<<<<

PR #102, opened 2024-03-13
feat: noTls option and cors for rpcserver

jackstar12:
Makes it easier to use the rest api from other applications or browsers

### DIFF
--- a/boltzrpc/client/connection.go
+++ b/boltzrpc/client/connection.go
@@ -5,11 +5,13 @@ import (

>>>>

Type out all of the material again, word for word.

PR #102, opened 2024-03-13
feat: noTls option and cors for rpcserver

jackstar12:
Makes it easier to use the rest api from other applications or browsers

### DIFF
--- a/boltzrpc/client/connection.go
+++ b/boltzrpc/client/connection.go
@@ -5,11 +5,13 @@ import (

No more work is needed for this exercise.